Do you have any tips to share for stretching your food dollars and still eating well and healthfully? Share them in the Comments below!

One-Year Old Happy Meal

My friend Nonna Joann Bruso is getting a lot of attention for her 1-year old Happy Meal from McDonald’s.

A year ago she purchased a Happy Meal and set it on the shelf in her office. Last week, she pulled it back out and snapped a photo of the meal that looks almost identical to the one taken when it was fresh and savory-smelling.

She was amazed that this “food” sat on a shelf for a year and didn’t attract mice or ants. It seems to have dehydrated more than decomposed.

It kinda makes you wonder what kinds of preservatives you need to add to make food not decompose, doesn’t it? Can you help but wonder what happens to your body when it absorbs those kinds of preservatives?

Embalmed from the inside out. Now there’s a disgusting thought.


fresh Happy Meal ~ March 3, 2009
Same Happy Meal Marcy 3, 2010
Same Happy Meal Marcy 3, 2010

How natural are “natural flavors”?

I’m always wary when I see a listing for “natural flavors” on an ingredient list. If it’s so natural, why don’t they just say “vanilla beans,” or “cola beans,” or “strawberries.” Because you often won’t find any trace of anything natural in an ingredient list for “natural flavors,” that’s why.

My friend, Nonna Joann Bruso, publishes an informative little e-zine about raising healthy eaters called “Baby Bites.” In her latest issue she lists all the ingredients that make up the “natural flavors” in a strawberry milkshake. Let me reprise it here for you:

Amyl acetate, amyl butyrate, amyl valerate, anethol, anisyl formate, benzyl acetate, benzyl isobutyrate, butyric acid, cinnamyl isobutyrate, cinnamyl valerate, cognac essential oil, diacetyl, dipropyl ketone, ethyl acetate, ethyl amyl ketone, ethyl butyrate, ethyl cinnamate, ethyl heptanoate, ethyl heptylate, ethyl lactate, ethyl methylphenylglycidate, ethyl nitrate, ethyl propionate, ethyl valerate, heliotropin, hydroxyphenyl-2-butanone (10 percent solution in alcohol), a-ionone, isobutyl anthranilate, isobutyl butyrate, lemon essential oil, maltol, 4-methylacetophenone, methyl anthranilate, methyl benzoate, methyl cinnamate, methyl heptine carbonate, methyl naphthyl ketone, methyl salicylate, mint essential oil, neroli essential oil, nerolin, neryl isobutyrate, orris butter, phenethyl alcohol, rose, rum ether, g-undecalactone, vanillin, and solvent.

Bleeeeeeech!

Why oh why do companies think they can improve on nature by substituting natural foods for a  compound of more than 50 chemicals and derivatives? You’d think it would be a lot more work to develop this mixture than it would be just to do something really radical, like blend up some strawberries?

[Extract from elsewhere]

PR #4687, opened 2024-02-13
Fix scripts

### LINKED ISSUE #4684: Sentinel of the Pearl Trident ETB isn't optional
Windows, current snapshot.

But even more horrifying to me is the utter lack of regard for the consumer of these chemical mixes. These ingredients include petroleum byproducts commonly used in products like nailpolish, tanning oils, perfumes, etc… Some of these ingredients, like butyric acid, are known to be cancer-causing, yet they are still included in this “natural” strawberry flavoring.

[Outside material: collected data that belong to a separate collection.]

PR #4696, opened 2024-02-15
Fix alternative costs from static abilities

tchataway:
Currently, when a static ability grants an alternative cost to spells (for example, Hunting Velociraptor giving Dinosaur spells "prowl", and Henzie "Toolbox" Torre giving mana value 4 and greater creature spells "blitz"), the alternative costs only apply when casting from the Hand. In the case of Toolbox, the mana value is also ignored, allowing any creature spell to be cast from the hand with blitz.

This change allows alternative costs granted from static abilities to function properly. The main change in behaviour here is that the alternative cost can be paid whenever it is supposed to be able to be paid. E.g. if you can cast creature spells from the top of your library, you can now cast them using alternative costs granted by static abilities. Basically, if you could cast it normally, and there aren't other restrictions for the alternative cost (e.g. "flashback" and "escape" only casting from the graveyard), then you are able to cast it using that cost (relevant rules here being `601.2`, `601.2b`, and `601.2f-h`).

## Overview
- Move "alternative costs from static ability" logic from inside `getAlternativeCosts` to new function `getAlternativeCostsGrantedByStaticAbilities` function which is called before alternative costs are retrieved for card
- Update "alternative costs from static ability" logic to check all alternative cost keywords, not just blitz
- Move `cmcGE4` restriction from Toolbox's static ability's `AddKeyword` parameter to its `Affected` parameter
- Change Hunting Velociraptor's static ability's `AffectedZone` parameter from `Hand` to `Stack`

## Testing
- No unit tests (I can add some if necessary)
- Local testing of both Toolbox and Hunting Velociraptor, ensuring
    - Restrictions are applied
    - Cost reductions are applied

### DIFF
--- a/forge-game/src/main/java/forge/game/GameActionUtil.java
+++ b/forge-game/src/main/java/forge/game/GameActionUtil.java
@@ -352,26 +352,28 @@ public final class GameActionUtil {
         return alternatives;
     }
     
-    /**
-     * Checks a card to see if it qualifies to receive keywords from static abilities
-     * that grant alternative casting costs to spells on the stack, for example
-     *  - Toolbox's ability that gives Blitz to creature spells with mana value 4 or greater
-     *  - Hunting Velociraptor's ability that gives Prowl to Dinosaur spells
-     * 
-     * @param source The card to check eligibility for.
-     * @return Zero or more spell abilities, each representing an alternative casting cost.
-     */
-    public static final FCollectionView<SpellAbility> getAlternativeCostsGrantedByStaticAbilities(Card source) {
-    	final FCollection<SpellAbility> alternatives = new FCollection<SpellAbility>();
-    	final Game game = source.getGame();
-    	
-        if (!game.getAction().hasStaticAbilityAffectingZone(ZoneType.Stack, StaticAbilityLayer.ABILITIES)) {
-        	return alternatives;
-        }
-        
-        // double freeze tracker, so it doesn't update view
-        game.getTracker().freeze();
-        
+	/**
+	 * Checks a card to see if it qualifies to receive keywords from static
+	 * abilities that grant alternative casting costs to spells on the stack, for
+	 * example, Toolbox's ability that gives blitz to creature spells with mana
+	 * value 4 or greater, and Hunting Velociraptor's ability that gives prowl to
+	 * Dinosaur spells.
+	 * 
+	 * @param source The card to check eligibility for.
+	 * @return Zero or more spell abilities, each representing an alternative
+	 *         casting cost.
+	 */
+	public static final FCollectionView<SpellAbility> getAlternativeCostsGrantedByStaticAbilities(Card source) {
+		final FCollection<SpellAbility> alternatives = new FCollection<SpellAbility>();
+		final Game game = source.getGame();
+
+		if (!game.getAction().hasStaticAbilityAffectingZone(ZoneType.Stack, StaticAbilityLayer.ABILITIES)) {
+			return alternatives;
+		}
+
+		// double freeze tracker, so it doesn't update view
+		game.getTracker().freeze();
+
 		Zone oldZone = source.getLastKnownZone();
 		Card creatureCandidate = source; // Candidate to receive keyword.
 		if (!source.isLKI()) {
@@ -390,7 +392,7 @@ public final class GameActionUtil {
 				// If the operation doesn't throw an IllegalArgumentException, the keyword
 				// is an alternative cost.
 				AlternativeCost.valueOf(keywordInterface.getKeyword().toString());
-			
+
 				for (SpellAbility iSa : keywordInterface.getAbilities()) {
 					// do only non intrinsic
 					if (!iSa.isIntrinsic()) {
@@ -414,7 +416,7 @@ public final class GameActionUtil {
 		game.getTracker().unfreeze();
 
 		return alternatives;
-    }
+	}
 
     public static List<OptionalCostValue> getOptionalCostValues(final SpellAbility sa) {
         final List<OptionalCostValue> costs = Lists.newArrayList();
--- a/forge-game/src/main/java/forge/game/GameActionUtil.java
+++ b/forge-game/src/main/java/forge/game/GameActionUtil.java
@@ -17,6 +17,7 @@
  */
 package forge.game;
 
+import java.util.Collection;
 import java.util.Collections;
 import java.util.EnumSet;
 import java.util.List;
@@ -52,6 +53,8 @@ import forge.game.zone.Zone;
 import forge.game.zone.ZoneType;
 import forge.util.Lang;
 import forge.util.TextUtil;
+import forge.util.collect.FCollection;
+import forge.util.collect.FCollectionView;
 
 
 /**
@@ -269,35 +272,6 @@ public final class GameActionUtil {
                     foretold.putParam("AfterDescription", "(Foretold)");
                     alternatives.add(foretold);
                 }
-
-                // some needs to check after ability was put on the stack
-                // Currently this is only checked for Toolbox and that only cares about creature spells
-                if (source.isCreature() && game.getAction().hasStaticAbilityAffectingZone(ZoneType.Stack, StaticAbilityLayer.ABILITIES)) {
-                    Zone oldZone = source.getLastKnownZone();
-                    Card blitzCopy = source;
-                    if (!source.isLKI()) {
-                        blitzCopy = CardUtil.getLKICopy(source);
-                    }
-                    blitzCopy.setLastKnownZone(game.getStackZone());
-                    lkicheck = true;
-
-                    blitzCopy.clearStaticChangedCardKeywords(false);
-                    CardCollection preList = new CardCollection(blitzCopy);
-                    game.getAction().checkStaticAbilities(false, Sets.newHashSet(blitzCopy), preList);
-
-                    // currently only for Keyword BLitz, but should affect Dash probably too
-                    for (final KeywordInterface inst : blitzCopy.getKeywords(Keyword.BLITZ)) {
-                        // TODO with mana value 4 or greater has blitz.
-                        for (SpellAbility iSa : inst.getAbilities()) {
-                            // do only non intrinsic
-                            if (!iSa.isIntrinsic()) {
-                                alternatives.add(iSa);
-                            }
-                        }
-                    }
-                    // need to reset to Old Zone, or canPlay would fail
-                    blitzCopy.setLastKnownZone(oldZone);
-                }
             }
 
             // reset static abilities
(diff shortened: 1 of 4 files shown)


forge-game/src/main/java/forge/game/GameActionUtil.java
```diff
@@ -270,35 +273,6 @@ public static final List<SpellAbility> getAlternativeCosts(final SpellAbility sa
...
-                        for (SpellAbility iSa : inst.getAbilities()) {
-                            // do only non intrinsic
-                            if (!iSa.isIntrinsic()) {
-                                alternatives.add(iSa);
-                            }
-                        }
-                    }
-                    // need to reset to Old Zone, or canPlay would fail
-                    blitzCopy.setLastKnownZone(oldZone);
-                }
```
tchataway, line 301: This logic was moved, mostly unchanged, into `getAlternativeCostsGrantedByStaticAbilities`.

forge-game/src/main/java/forge/game/GameActionUtil.java
```diff
@@ -378,6 +352,72 @@ public static final List<SpellAbility> getAlternativeCosts(final SpellAbility sa
...
+     * @return Zero or more spell abilities, each representing an alternative
+     *         casting cost.
+     */
+    public static final FCollectionView<SpellAbility> getAlternativeCostsGrantedByStaticAbilities(Card source) {
+        final FCollection<SpellAbility> alternatives = new FCollection<SpellAbility>();
+        final Game game = source.getGame();
+
+        if (!game.getAction().hasStaticAbilityAffectingZone(ZoneType.Stack, StaticAbilityLayer.ABILITIES)) {
+            return alternatives;
+        }
```
tchataway, line 373: The previous logic checked if the `source` is a creature, but I removed that here, because the restriction is already checked when applying the static ability in `checkStaticAbilities`, below.

This will allow static abilities that grant alternative costs to non-creature spells to function, also.

forge-game/src/main/java/forge/game/GameActionUtil.java
```diff
@@ -378,6 +352,72 @@ public static final List<SpellAbility> getAlternativeCosts(final SpellAbility sa
...
+
+        // double freeze tracker, so it doesn't update view
+        game.getTracker().freeze();
+
+        Zone oldZone = source.getLastKnownZone();
+        Card creatureCandidate = source; // Candidate to receive keyword.
+		
+        if (!source.isLKI()) {
+            creatureCandidate = CardUtil.getLKICopy(source);
+        }
```
tchataway, line 383: I admit I don't really understand the concept of Last Known Information, so I've tried to leave it untouched, but I noticed that some of this logic was being run before the static ability checks were happening in the old location, so I included it here in case it's necessary.

There's also corresponding code that is executed afterward, which book-ends the logic.

forge-game/src/main/java/forge/game/GameActionUtil.java
```diff
@@ -378,6 +352,72 @@ public static final List<SpellAbility> getAlternativeCosts(final SpellAbility sa
...
+            try {
+                // Try to find the keyword in the list of alternative cost keywords.
+                // If the operation doesn't throw an IllegalArgumentException, the keyword
+                // is an alternative cost.
+                AlternativeCost.valueOf(keywordInterface.getKeyword().toString());
+
+                for (SpellAbility iSa : keywordInterface.getAbilities()) {
+                    // do only non intrinsic
+                    if (!iSa.isIntrinsic()) {
+                        iSa.setHostCard(source);
```
tchataway, line 400: This line is new. Without it, the alternative cost isn't copied for additional `CardPlayOption`s, which means it can only be paid when casting from the Hand.

forge-game/src/main/java/forge/game/GameActionUtil.java
```diff
@@ -378,6 +352,72 @@ public static final List<SpellAbility> getAlternativeCosts(final SpellAbility sa
...
+                        alternatives.add(iSa);
+                    }
+                }
+            } catch (IllegalArgumentException e) {
+                // The keyword interface isn't for an alternative cost keyword.
+                continue;
+            }
```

Even vanillin is synthesized in a petrochemical plant in China or Louisiana to mimic the flavor of real vanilla. Without the real vanilla, of course.

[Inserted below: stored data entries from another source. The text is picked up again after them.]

PR #4708, opened 2024-02-17
MKC: Duskana, the Rage Mother + 6 cards

MikeS-NZ:
MKC: Add card scripts for seven MKC cards:

- Duskana, the Rage Mother
- Experiment Twelve
- Printlifter Ooze
- Showstopping Surprise
- True Identity
- Unexplained Absence
- Veiled Ascension

### DIFF
--- a/forge-gui/res/cardsfolder/upcoming/experiment_twelve.txt
+++ b/forge-gui/res/cardsfolder/upcoming/experiment_twelve.txt
@@ -1,0 +1,11 @@
+Name:Experiment Twelve
+ManaCost:3 G
+Types:Creature Elf Lizard Warrior
+PT:4/4
+K:Trample
+K:Disguise:4 G
+T:Mode$ TurnFaceUp | ValidCard$ Card.Self | Execute$ TrigPutCounters | TriggerZones$ Battlefield | TriggerDescription$ Whenever CARDNAME or another creature you control is turned face up, put +1/+1 counters on that creature equal to its power.
+T:Mode$ TurnFaceUp | ValidCard$ Creature.Other+YouCtrl | Execute$ TrigPutCounters | TriggerZones$ Battlefield | Secondary$ True | TriggerDescription$ Whenever CARDNAME or another creature you control is turned face up, put +1/+1 counters on that creature equal to its power.
+SVar:TrigPutCounters:DB$ PutCounter | Defined$ TriggeredCard | CounterType$ P1P1 | CounterNum$ X
+SVar:X:TriggeredCard$CardPower
+Oracle:Trample\nWhenever Experiment Twelve or another creature you control is turned face up, put +1/+1 counters on that creature equal to its power.\nDisguise {4}{G} (You may cast this card face down for {3} as a 2/2 creature with ward {2}. Turn it face up any time for its disguise cost.)
--- a/forge-gui/res/cardsfolder/upcoming/printlifter_ooze.txt
+++ b/forge-gui/res/cardsfolder/upcoming/printlifter_ooze.txt
@@ -1,0 +1,10 @@
+Name:Printlifter Ooze
+ManaCost:1 G
+Types:Creature Ooze
+PT:2/2
+K:Deathtouch
+K:Disguise:3 G
+T:Mode$ TurnFaceUp | ValidCard$ Card.Self | Execute$ TrigToken | TriggerZones$ Battlefield | TriggerDescription$ Whenever CARDNAME or another creature you control is turned face up, create a 0/0 green Ooze creature token with trample. The token enters the battlefield with X +1/+1 counters on it, where X is the number of other creatures you control.
+SVar:TrigToken:DB$ Token | TokenScript$ g_0_0_ooze_trample | WithCountersType$ P1P1 | WithCountersAmount$ X
+SVar:X:Count$Valid Creature.YouCtrl
+Oracle:Deathtouch\nWhenever Printlifter Ooze or another creature you control is turned face up, create a 0/0 green Ooze creature token with trample. The token enters the battlefield with X +1/+1 counters on it, where X is the number of other creatures you control.\nDisguise {3}{G}
--- a/forge-gui/res/cardsfolder/upcoming/showstopping_surprise.txt
+++ b/forge-gui/res/cardsfolder/upcoming/showstopping_surprise.txt
@@ -1,0 +1,8 @@
+Name:Showstopping Surprise
+ManaCost:3 R R
+Types:Instant
+A:SP$ Pump | Cost$ 3 R R | ValidTgts$ Creature.YouCtrl | AILogic$ PowerDmg | TgtPrompt$ Select target creature you control | RememberObjects$ Targeted | SubAbility$ DBTurnFaceUp | StackDescription$ None | SpellDescription$ Choose target creature you control. Turn it face up if it’s face down. Then it deals damage equal to its power to each other creature.
+SVar:DBTurnFaceUp:DB$ SetState | Defined$ Remembered | Mode$ TurnFaceUp | SubAbility$ IgnitionDamage
+SVar:IgnitionDamage:DB$ DamageAll | ValidCards$ Creature.IsNotRemembered | NumDmg$ X | ConditionDefined$ Targeted | ConditionPresent$ Creature | ConditionCompare$ EQ1 | DamageSource$ ParentTarget
+SVar:X:ParentTargeted$CardPower
+Oracle:Choose target creature you control. Turn it face up if it’s face down. Then it deals damage equal to its power to each other creature.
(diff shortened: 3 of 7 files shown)


forge-gui/res/cardsfolder/upcoming/experiment_twelve.txt
```diff
@@ -0,0 +1,11 @@
+Name:Experiment Twelve
+ManaCost:3 G
+Types:Creature Elf Lizard Warrior
+PT:4/4
+K:Trample
+K:Disguise:4 G
+T:Mode$ TurnFaceUp | ValidCard$ Card.Self | Execute$ TrigPutCounters | TriggerZones$ Battlefield | TriggerDescription$ Whenever CARDNAME or another creature you control is turned face up, put +1/+1 counters on that creature equal to its power.
```
tool4ever, line 7: no reason to split into two trigger

forge-gui/res/cardsfolder/upcoming/printlifter_ooze.txt
```diff
@@ -0,0 +1,10 @@
+Name:Printlifter Ooze
+ManaCost:1 G
+Types:Creature Ooze
+PT:2/2
+K:Deathtouch
+K:Disguise:3 G
+T:Mode$ TurnFaceUp | ValidCard$ Card.Self | Execute$ TrigToken | TriggerZones$ Battlefield | TriggerDescription$ Whenever CARDNAME or another creature you control is turned face up, create a 0/0 green Ooze creature token with trample. The token enters the battlefield with X +1/+1 counters on it, where X is the number of other creatures you control.
```
tool4ever, line 7: wrong valid

forge-gui/res/cardsfolder/upcoming/showstopping_surprise.txt
```diff
@@ -0,0 +1,8 @@
+Name:Showstopping Surprise
+ManaCost:3 R R
+Types:Instant
+A:SP$ Pump | Cost$ 3 R R | ValidTgts$ Creature.YouCtrl | AILogic$ PowerDmg | TgtPrompt$ Select target creature you control | RememberObjects$ Targeted | SubAbility$ DBTurnFaceUp | StackDescription$ None | SpellDescription$ Choose target creature you control. Turn it face up if it’s face down. Then it deals damage equal to its power to each other creature.
```
tool4ever, line 4: what's the point of the extra Pump?

forge-gui/res/cardsfolder/upcoming/showstopping_surprise.txt
```diff
@@ -0,0 +1,8 @@
...
+SVar:DBTurnFaceUp:DB$ SetState | Defined$ Remembered | Mode$ TurnFaceUp | SubAbility$ IgnitionDamage
+SVar:IgnitionDamage:DB$ DamageAll | ValidCards$ Creature.IsNotRemembered | NumDmg$ X | ConditionDefined$ Targeted | ConditionPresent$ Creature | ConditionCompare$ EQ1 | DamageSource$ ParentTarget
```
tool4ever, line 6: cleanup missing

forge-gui/res/cardsfolder/upcoming/true_identity.txt
```diff
@@ -0,0 +1,8 @@
+Name:True Identity
+ManaCost:1 W
+Types:Enchantment
+K:Disguise:W
+T:Mode$ TurnFaceUp | ValidCard$ Permanent.YouCtrl | Execute$ TrigScry | TriggerZones$ Battlefield | ActivationLimit$ 1 | TriggerDescription$ Whenever CARDNAME or another permanent you control is turned face up, scry 1, then draw a card. This ability triggers only once each turn.
```
tool4ever, line 5: wrong valid

forge-gui/res/cardsfolder/upcoming/unexplained_absence.txt
```diff
@@ -0,0 +1,9 @@
+Name:Unexplained Absence
+ManaCost:3 W
+Types:Instant
+A:SP$ ChangeZone | Origin$ Battlefield | Destination$ Exile | ValidTgts$ Permanent.nonLand | TgtPrompt$ Select up to one target nonland permanent each player controls | TargetMin$ 0 | TargetMax$ OneEach | TargetsWithDifferentControllers$ True | SubAbility$ LoopTgts | StackDescription$ SpellDescription | SpellDescription$ For each player, exile up to one target nonland permanent that player controls. For each permanent exiled this way, its controller cloaks the top card of their library.
+SVar:LoopTgts:DB$ RepeatEach | RepeatSubAbility$ CloakEach | DefinedCards$ Targeted
```
tool4ever, line 5: why the extra RepeatEach?

forge-gui/res/cardsfolder/upcoming/experiment_twelve.txt
MikeS-NZ: Cleaned up!

forge-gui/res/cardsfolder/upcoming/printlifter_ooze.txt
MikeS-NZ: Fixed!

forge-gui/res/cardsfolder/upcoming/showstopping_surprise.txt
MikeS-NZ: This is the same pump method used in the script for Chandra's Ignition. There may be a more concise way to do this, but thought it might be a more secure way given the creature must also be turned face-up if face down before damage is dealt.

forge-gui/res/cardsfolder/upcoming/showstopping_surprise.txt
MikeS-NZ: Added missing cleanup

forge-gui/res/cardsfolder/upcoming/true_identity.txt
MikeS-NZ: Fixed the valid tag

forge-gui/res/cardsfolder/upcoming/unexplained_absence.txt
MikeS-NZ: This is borrowed from Luminate Primordial's script, just makes sure only the players who had a permanent exiled this way can cloak a card from library. Couldn't find a more modern example with this effect which is more concise

forge-gui/res/cardsfolder/upcoming/showstopping_surprise.txt
tool4ever: _Chandra's Ignition_ is a bit different, with the Pump acting as target helper (and it still doesn't need remembered)
Here you can just target with the SetState effect

forge-gui/res/cardsfolder/upcoming/unexplained_absence.txt
tool4ever: - _Luminate Primordial_ probably needs it because the amount for each player is variable
- in the current version you wouldn't even need the cleanup due to internal handling by RepeatEach
- However you should use RememberLKI$ since it's explicitly stating "exiled this way"
- The CloackEach line will work fine by itself then

forge-gui/res/cardsfolder/upcoming/showstopping_surprise.txt
MikeS-NZ: Okay, I am trying it with the opening SetState effect and without any Remembered$ functionality. I'm struggling with the right `Validcards$` tag for the damage part. There appears to be no such parameter that means "all creature this spell doesn't target." I've seen `Creature.IsNotRemembered' for Chandra's Ignition, but I'm looking for something like `Creature.IsNotTargeted` or `Creature.nonTargeted` here. I couldn't find any scripts with a searchable implementation of this. Any thoughts?

forge-gui/res/cardsfolder/upcoming/unexplained_absence.txt
MikeS-NZ: Removed the RepeatEach and added RememberLKI to the script, works fine! Thank you

forge-gui/res/cardsfolder/upcoming/showstopping_surprise.txt
tool4ever: the script you mentioned already uses `NotDefinedTargeted`

MikeS-NZ: I figured out why that use never appeared for me -- an old .rar card script repository used a different script for Ignition. Your suggested way works just fine in the newer snapshot. Thank you for your help and patience!

tool4ever (approved):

You can argue that you might receive a really small amount of these substances in a single strawberry milkshake. Maybe. But add up all the things you might be eating every day that contain artificial or “natural” flavors and colors, and that’s a lot of toxins to accumulate in your body. Soda pop, snack cakes, cheese-flavored crackers, maple-flavored syrups, mainstream ice creams, cereals, juices… need I go on?

My goal is always to stick to whole foods as much as possible to avoid these hidden killers, but when I do purchase prepared foods I look for labels that list fewer ingredients where all of them are easily identifiable. Unfortunately, the FDA allows companies to hide that ugly list above under the catch-all ingredient of “natural flavors.”

Now you know, though, and you won’t be fooled so easily.